Baby Borrowers: Revenge of the Parents

Dear Crabby,
It's summertime. Where can I find my fix of obnoxious teens, fretful parents, and teething babies (followed by toddlers, pre-teens, teens, and finally the bain of every driver's existence, the elderly)?
-Couch Ass Groove

Dear Couch,
Check out
Baby Borrowers on Wednesday nights, where all of that is rolled into one delicious hour!

Babyborrowers06-25-08R

Oh people, it's like an ice cream sandwich rolled into a Philly cheese steak deep fried like fish and chips, it's so good. Now unfortunately I missed the first 10 minutes of the show (I wish I could blame the DVR, but in reality, I forgot to set the DVR to tape it - there's a reality show in its own right). But let's meet the stupid teens that think playing house is all about romance and fun, and not about taking out the garbage, raising spoiled brats, bitter, seething resentment, and compromises to the point of nausea!

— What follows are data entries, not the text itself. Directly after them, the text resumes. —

Issue #2073, opened 2022-08-16
[BUG] Flaky integration test


grantseltzer:
## Prerequisites

- [ ] This affects latest released version.
- [x] This affects current development tree (origin/HEAD).
- [x] There isn't an issue describing the bug. (Partially, other issues with this test)

Select one OR another:

- [x] I'm going to create a PR to solve this (assign to yourself).
- [ ] Someone else should solve this.

## Bug description

Running the `do_a_file_write` integration test fails. When I run it on my machine there's a value mismatch because it just reads in the first event for `magic_write` and compares it to a hard coded slice of bytes. This doesn't work if another magic_write event occurs elsewhere on the system. We need to filter for the exact event properly.

## Steps to reproduce

Steps to reproduce the issue:

1. `sudo make test-integration`

grantseltzer:
This is fixed by #2253

yanivagman:
@grantseltzer what's the status of this one?

PR #2250, opened 2022-10-18
[MAINT] integration: fix integration tests

rafaeldtinoco:
This is a mitigation until https://github.com/aquasecurity/tracee/issues/2073 is solved.


rafaeldtinoco:
@grantseltzer FYI, I'm merging this once tests pass (so other PRs depending on the test fix don't fail because of it).

Issue #2177, opened 2022-09-20
Remove need for parse-arguments


NDStrahilevitz:
Currently we require `-o option:parse-arguments` for signatures to function properly. This makes both the signatures and the event pipeline less efficient.

As a first step, let's remove argument parsing and use the raw arguments values in signatures.
This means we should update the golang signatures to use the libbpfgo consts and remove `parse-arguments` from being enabled by default with the pipeline. libbpfgo already have argument parsing helpers in a separate module so they can be used as enum values in signatures.

Next steps (not part of this issue) include:

- [ ] ~Find a way to export libbpfgo constants to rego and cel-go~ Add a way to keep parsed arguments for cases where REGO signatures are wanted (#3008).
- [ ] #3019

PR #2251, opened 2022-10-19
[FEAT] Args syscall filter

NDStrahilevitz:
## Initial Checklist

- [x] There is an issue describing the need for this PR (#2177).

## Description (git log)

commit 2182908a7ff0fd8c8153624e02f7c591a5249e08 (HEAD -> args_syscall_filter, origin/args_syscall_filter)
```
    filters: parse syscall argument filters by name
    
    This allows generic usage of syscall event names in relevant argument
    filters.
    
    Without this change, syscall ids may differ between architectures.
```

commit 7b2a68f3e06e434663db2c526f2c3be091fd7725
```
    filters: add generic Filter method to interface
    
    1. Add the generic Filter method, this takes any value to the filter.
    In practice, the external method must confirm the type, then pass to an
    internal type-safe method.
    
    2. Add generic type constraints to int and uint filters. This enables
    later down the line to avoid correct type casting for arguments.
```

## Type of change

## How Has This Been Tested?

1) Run `tracee-ebpf -t security_file_open.syscall=execve -o option:detect-syscall -t e=security_file_open`
Confirm that events are outputted only with "execve" syscalls and that most events are filtered:
`Stats: {EventCount:46 EventsFiltered:1322 NetEvCount:0 ErrorCount:0 LostEvCount:0 LostWrCount:0 LostNtCount:0}`

2) Run `tracee-ebpf -t task_rename.syscall=execnotve`
Confirm that tracee fails running.

## Final Checklist:

## Git Log Checklist:

My commits logs have:


NDStrahilevitz:
@rafaeldtinoco I think the check-vet fails here because of a golang version mismatch on your runner machines, could you confirm if they support go.18?

geyslan (commented):
LGTM

rafaeldtinoco:
Starting to review this now.

pkg/filters/args.go
```diff
@@ -92,13 +95,33 @@ func (filter *ArgFilter) Parse(filterName string, operatorAndValues string, even
 		return InvalidEventArgument(argName)
 	}
 
+	var err error
+	if argName == "syscall" {
+		err = filter.parseSyscallFilter(id, operatorAndValues)
+	} else {
+		err = filter.parseFilter(id, argName, operatorAndValues, func() Filter {
+			return NewStringFilter()
```
rafaeldtinoco, line 103: Do you expect to have other types here ? is that the reason why you want a constructor pointer ?

rafaeldtinoco (approved):
@NDStrahilevitz sorry for taking so long for reviewing this but I went back up to when you changed all the filters (needed to catch up with your code for this and further PRs).

So, it all looks good to me (your already done filter work is very good). I left some small questions.

Also, it feels to me that "generics" would be better used if we joined Int and Uint filters into a single object using "generics" (supporting s8, s16, s32, s64, u8, u16, u32, u64), rather than using it to differentiate among 32bit and 64bit versions only.  

Of course I'm not proposing this to be done in this PR, so I'm approving this one but I'm a bit skeptical in the generics usage (at least for this PR, maybe you're expecting to be use in a different way in further PRs).

Cheers!

pkg/filters/uint.go
```diff
@@ -24,16 +25,18 @@ type UIntFilter struct {
...
-func NewUInt32Filter() *UIntFilter {
-	return newUIntFilter(true)
+func NewUInt32Filter() *UIntFilter[uint32] {
+	return newUIntFilter[uint32](true)
 }
 
-func newUIntFilter(is32Bit bool) *UIntFilter {
-	return &UIntFilter{
+func newUIntFilter[T constraints.Unsigned](is32Bit bool) *UIntFilter[T] {
+	return &UIntFilter[T]{
```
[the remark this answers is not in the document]
NDStrahilevitz: Basically if you take a look at the external `Filter` method it does the following:
`filterable, ok := val.(T)` this is basically the magic of the generic type parameter, as long as we construct the correct Filter for the argument type, this type cast should always succeed.

I believe, as you said, that we can merge the Int and Uint filters as well, I haven't thought of that before, nice catch. Let's do that in another PR.

pkg/filters/args.go
NDStrahilevitz: In the future when we better map out argument types (i'm prototyping that in my spare time), we can easily map an argument to a filter constructor.

PR #2253, opened 2022-10-19
Allow tracee-ebpf to trace itself

grantseltzer:
## Initial Checklist

## Description

This adds a configuration option in the tracee filter config to allow tracee-ebpf to trace itself. This does not yet expose a flag at the command line for doing so but I can add it. The original motivation is for the sake of the second commit, allowing the integration tests to generate events, but it could make sense to want to run tracee this way. 

## git log

commit ce3fc067c7feef047aeb77c434ed0dbae045db20 (HEAD -> allow-self-trace, pfork/allow-self-trace)
Date:   Tue Oct 18 19:27:58 2022 -0400

    Fix flaky magic_write test (wasn't triggering self)
    
commit 1d3c06aac5e26069dc6ed2c253f9e19b9fcbc59d
Date:   Tue Oct 18 19:27:33 2022 -0400

    Add an option to Tracee config for tracing own PID
    
Fixes: #issue_number

## Type of change

## How Has This Been Tested?

- [ ] integration_test.go

- `make test-integration`

### DIFF
--- a/cmd/tracee-ebpf/flags/filter.go
+++ b/cmd/tracee-ebpf/flags/filter.go
@@ -71,7 +71,8 @@ Examples:
   --trace openat.pathname=/tmp*                                | only trace 'openat' events that have 'pathname' prefixed by "/tmp"
   --trace openat.pathname!=/tmp/1,/bin/ls                      | don't trace 'openat' events that have 'pathname' equals /tmp/1 or /bin/ls
   --trace comm=bash --trace follow                             | trace all events that originated from bash or from one of the processes spawned by bash
-  --trace net=docker0 			                       | trace the net events over docker0 interface
+  --trace self                                                 | trace all events that originated from the running tracee process
+  --trace net=docker0                                          | trace the net events over docker0 interface
 
 
 Note: some of the above operators have special meanings in different shells.
@@ -274,6 +275,11 @@ func PrepareFilter(filtersArr []string) (tracee.Filter, error) {
 
 		if strings.HasPrefix("follow", filterFlag) {
 			filter.Follow = true
+			continue
+		}
+
+		if strings.HasPrefix("self", filterFlag) {
+			filter.TraceSelf = true
 			continue
 		}
 		return tracee.Filter{}, InvalidFilterOptionError(filterFlag)
--- a/pkg/ebpf/tracee.go
+++ b/pkg/ebpf/tracee.go
@@ -778,7 +778,11 @@ func (t *Tracee) populateBPFMaps() error {
 
 	cZero := uint32(0)
 	configVal := make([]byte, 208)
-	binary.LittleEndian.PutUint32(configVal[0:4], uint32(os.Getpid()))
+	selfPid := 0
+	if !t.config.Filter.TraceSelf {
+		selfPid = os.Getpid()
+	}
+	binary.LittleEndian.PutUint32(configVal[0:4], uint32(selfPid))
 	binary.LittleEndian.PutUint32(configVal[4:8], t.getOptionsConfig())
 	binary.LittleEndian.PutUint32(configVal[8:12], t.getFiltersConfig())
 	binary.LittleEndian.PutUint32(configVal[12:16], uint32(t.containers.GetCgroupV1HID()))
--- a/tests/integration/integration_test.go
+++ b/tests/integration/integration_test.go
@@ -2,8 +2,11 @@ package integration
 
 import (
 	"context"
+	"fmt"
+	"io/ioutil"
 	"os"
 	"os/exec"
+	"path/filepath"
 	"strings"
 	"testing"
 	"time"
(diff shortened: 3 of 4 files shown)


tests/integration/integration_test.go
```diff
@@ -264,7 +262,7 @@ func Test_EventFilters(t *testing.T) {
 			ctx, cancel := context.WithCancel(context.Background())
 			filter, err := flags.PrepareFilter(tc.filterArgs)
 			require.NoError(t, err)
-
+			filter.TraceSelf = true
```
NDStrahilevitz, line 265: Instead of setting this by default, shouldn't we have a cli option to enable this?
Similar to `-t follow` we can have `-t self`.

grantseltzer: Yea makes sense, I added this.

cmd/tracee-ebpf/flags/filter.go
```diff
@@ -276,6 +278,12 @@ func PrepareFilter(filtersArr []string) (tracee.Filter, error) {
 			filter.Follow = true
 			continue
 		}
+
+		if strings.HasPrefix("self", filterFlag) {
+			fmt.Println("WILL TRACE SELF!")
```
NDStrahilevitz, line 283: Leftover

pkg/ebpf/tracee.go
```diff
@@ -778,7 +778,11 @@ func (t *Tracee) populateBPFMaps() error {
 
 	cZero := uint32(0)
 	configVal := make([]byte, 208)
-	binary.LittleEndian.PutUint32(configVal[0:4], uint32(os.Getpid()))
+	selfPid := 0
```
NDStrahilevitz, line 781: @rafaeldtinoco @yanivagman If I'm not mistaken this is the scheduler's PID right? so this might be a problem.

pkg/ebpf/tracee.go
```diff
@@ -778,7 +778,11 @@ func (t *Tracee) populateBPFMaps() error {
...
+	if t.config.Filter.TraceSelf {
+		selfPid = os.Getpid()
```
NDStrahilevitz, line 783: So the logic [here](https://github.com/aquasecurity/tracee/blob/main/pkg/ebpf/c/tracee.bpf.c#L1822)  is what determines self tracing.
So if we want to enable self tracing we actually need to pass some impossible PID here (-1 or the MAX_PID+1 on the system).
Am I missing something in this assessment?

NDStrahilevitz (changes requested):

pkg/ebpf/tracee.go
grantseltzer: I'm very curious to learn if that's true

pkg/ebpf/tracee.go
grantseltzer: That would be the case if you're correct about the scheduler being an invisible pid 0. But it appears to work just fine as locally, so I imagine it's not a concern?

cmd/tracee-ebpf/flags/filter.go
grantseltzer: woops

pkg/ebpf/tracee.go
NDStrahilevitz: I'm curious how it works right now then, because it appears that you send the correct ID (tracee's actual ID) if you want it to trace itself, which should actually block the tracing instead of allowing it.
Changing the `==` to `!=` in the bpf code would change that though.

pkg/ebpf/tracee.go
NDStrahilevitz: Based on this https://www.baeldung.com/linux/process-pid-0

pkg/ebpf/tracee.go
grantseltzer: You are right, I didn't confirm it was working correctly, thanks for catching that.

pkg/ebpf/tracee.go
rafaeldtinoco: I believe that is not currently (modern kernels) accurate. If you follow x86_64 arch (at least) logic:

1. x86_64_start_kernel()
2. x86_64_start_reservations()
3. start_kernel()

at the very end of start_kernel() you will see:

image

Ending up with: rest_init() function.

If you read rest_init() logic, you will see that:

1. The initial task (PID=1) is created, and it will run kernel_init() when scheduled, which will call the init process:
```C
	pid = user_mode_thread(kernel_init, NULL, CLONE_FS);
```

2. Then a kernel thread, called kthreadadd, is created and that is a task that will always be in charge of creating more kernel threads, as needed, in an infinite loop (scheduled in and out), as you can see in the function "kthreadadd".
```C
	pid = kernel_thread(kthreadd, NULL, CLONE_FS | CLONE_FILES);
```

3. The "kernel_init" function waits for a completion at the beginning, that only happens after "kthreadadd" task exists:
```C
	complete(&kthreadd_done);
```
This way the user task will have that needed kernel task already running if needed (and kernel threads available).

4. At the end, that initial task (to be considered PID=0, being Parent of PID=1 and Parent ID of the kthreadadd task) will enter in an ininite idling loop:
```C
	cpu_startup_entry(CPUHP_ONLINE);
```
which is basically "do nothing":
```C
void cpu_startup_entry(enum cpuhp_state state)
{
	arch_cpu_idle_prepare();
	cpuhp_online_idle(state);
	while (1)
		do_idle();
}
```

pkg/ebpf/tracee.go
rafaeldtinoco: Yep, I would use MAX_PID value instead of a logic with "0", because zero might also mean the "host_tid" value inside eBPF program is not initialized (yet), and lose the last PID tracing.

IMO: DO NOT overflow the unsigned int with -1 or MAX_PID+1, that is implementation dependent and might not work as expected.

rafaeldtinoco: Nah, I think it is fine to use 0 for the eBPF logic... so I'm +1 here.

rafaeldtinoco (dismissed):
LGTM (check comments)

rafaeldtinoco:
@NDStrahilevitz since you began the review, I'll let you merge if you agree to my comments (I'm +1). If you don't have time or don't see this, I can merge this tomorrow.

cmd/tracee-ebpf/flags/filter.go
```diff
@@ -276,6 +277,11 @@ func PrepareFilter(filtersArr []string) (tracee.Filter, error) {
 			filter.Follow = true
 			continue
 		}
+
+		if strings.HasPrefix("self", filterFlag) {
```
NDStrahilevitz, line 281: We also have the `set` filter check which uses a prefix so I think this should come before that one and have a full equality check.

tests/integration/integration_test.go
NDStrahilevitz, line 265: Now we need to remove this and add the `-t self`.

tests/integration/integration_test.go
```diff
@@ -202,11 +200,11 @@ func Test_EventFilters(t *testing.T) {
...
 		eventFunc  func(*testing.T, *[]trace.Event)
 	}{
-		// {
-		// 	name:       "do a file write",
-		// 	filterArgs: []string{"event=magic_write"},
-		// 	eventFunc:  checkMagicwrite,
-		// },
+		{
+			name:       "do a file write",
+			filterArgs: []string{"event=magic_write"},
```
NDStrahilevitz, line 205: `-t self` goes here.

NDStrahilevitz (commented):
Final fixes before I +1, otherwise LGTM.

yanivagman (changes requested):
1. I'm not sure I understand the motivation for tracing self. Tracing self can cause infinite loops in some cases (depends on the chosen events), and we should avoid this. If someone has a usecase to trace tracee he can run another instance of tracee.

2. Tracee PID is being used in other places in the bpf code. For example, when a uprobe is being trigger from Tracee and we want to catch it in the bpf code. You can't simply set it to 0

Can we solve the test issue in another way? Maybe forking a new process?

rafaeldtinoco:
> 2\. Tracee PID is being used in other places in the bpf code. For example, when a uprobe is being trigger from Tracee and we want to catch it in the bpf code. You can't simply set it to 0

Ohhh, sh**, forgot about that. Nice catch.

NDStrahilevitz:
> 1. I'm not sure I understand the motivation for tracing self. Tracing self can cause infinite loops in some cases (depends on the chosen events), and we should avoid this. If someone has a usecase to trace tracee he can run another instance of tracee.
> 2. Tracee PID is being used in other places in the bpf code. For example, when a uprobe is being trigger from Tracee and we want to catch it in the bpf code. You can't simply set it to 0
> 
> Can we solve the test issue in another way? Maybe forking a new process?

(2) can be solved by adding some config bit of `TRACE_SELF` so the check become `host_pid == tracee_pid && config & TRACE_SELF`. 
But I think if forking can be used to solve the test, that would be better, or we could write some specialized trigger binary (I think we have one already for the e2e tests), and we trace that one with `-t comm=binary_name`.

If not, then I think we can keep self tracing with a warning (both at the docs and log level) that it can cause infinite loops and is to be used at the user's discretion.

grantseltzer:
Ok I will put this on the back-burner on until after release since the test is commented out and wasn't providing any value before anyway. I think forking for the event triggering logic (and tracing that PID) will be better.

Jordan and Sasha have joined us from Texas and have been dating for a year. Both attend Texas Southern University and want to "prove to their parents that not all teens are irresponsible." Why don't you skip having a baby right now and focus on bringing their car back from the mall without any dents? Start small. The baby steps should be yours, morons.

Babyborrowers06-25-08A
Wow, your baby really matches...the carpet!


Daton and Morgan are 18 or 19 or whatever age their parents guestimated, and are the beach-bum surfing-skate-boarders who have been on and off dating for a year. Excellent base for bringing a human into the world, please procreate soon. Twenty bucks says these two end up being the swingers on the show and are the first ones who use the phrase, "Did we leave the baby at Whole Foods yesterday? Man, I got the munchies."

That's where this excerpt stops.